→ Data for processing

· · · ·

PR #1140, opened 2023-06-23
Add attachment field in order

Anton-Rampage:

PR #1255, opened 2023-11-30
Ride V8 library version added. Tests updated.

alexeykiselev:


pkg/ride/compiler/ast_parser.go
```diff
@@ -136,7 +136,7 @@ func (p *astParser) loadBuildInVarsToStackByVersion() {
 			Type: txType,
 		})
 	}
-	if p.tree.LibVersion >= ast.LibV4 && p.tree.LibVersion <= ast.LibV7 {
+	if p.tree.LibVersion >= ast.LibV4 && p.tree.LibVersion <= ast.LibV8 {
```
nickeskov, line 139: Maybe use `CurrentMaxLibraryVersion` instead of `ast.LibV8`?

pkg/ride/compiler/stdlib/types.go
```diff
@@ -615,6 +616,9 @@ func mustLoadDefaultTypes() map[ast.LibraryVersion]map[string]Type {
 		ast.LibV7: {
 			"Transaction": UnionType{Types: []Type{}},
 		},
+		ast.LibV8: {
+			"Transaction": UnionType{Types: []Type{}},
+		},
```
nickeskov, line 621: Consider using `for` cycle for initializing the map

pkg/ride/generate/internal/functions_generation.go
```diff
@@ -919,12 +931,24 @@ func evaluationCatalogueV7EvaluatorV1() map[string]int {
 	return m
 }
 
+func evaluationCatalogueV8EvaluatorV1() map[string]int {
```
nickeskov, line 934: Please, remind me, why we need `evaluationCatalogueEvaluatorV1` for all versions of ride since RideV6 included?

I can see the code inside `newEvaluationScope`:
```go
	ev := 1
	if env.rideV6Activated() {
		ev = 2
	}
	costs, err := selectEvaluationCostsProvider(v, ev)
	if err != nil {
		return evaluationScope{}, err
	}
```
Inside `selectEvaluationCostsProvider`:
```go
	switch v {
	case ast.LibV1, ast.LibV2:
		switch ev {
		case 1:
			return EvaluationCatalogueV2EvaluatorV1, nil
		default:
			return EvaluationCatalogueV2EvaluatorV2, nil
		}
		case ...
```
It means that we need catalogueV1 for evaluator V1. But `RideV6` must be activated for scripts V6 and above.
And `EvaluationCatalogueV6EvaluatorV1`, `EvaluationCatalogueV7EvaluatorV1` and `EvaluationCatalogueV8EvaluatorV1` are used nowhere.

pkg/ride/tree_estimatorV1.go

· · · ·

→ Work instructions
Return each line of the entries that holds the string "need".

→ Solved exercise
nickeskov, line 934: Please, remind me, why we need `evaluationCatalogueEvaluatorV1` for all versions of ride since RideV6 included?
It means that we need catalogueV1 for evaluator V1. But `RideV6` must be activated for scripts V6 and above.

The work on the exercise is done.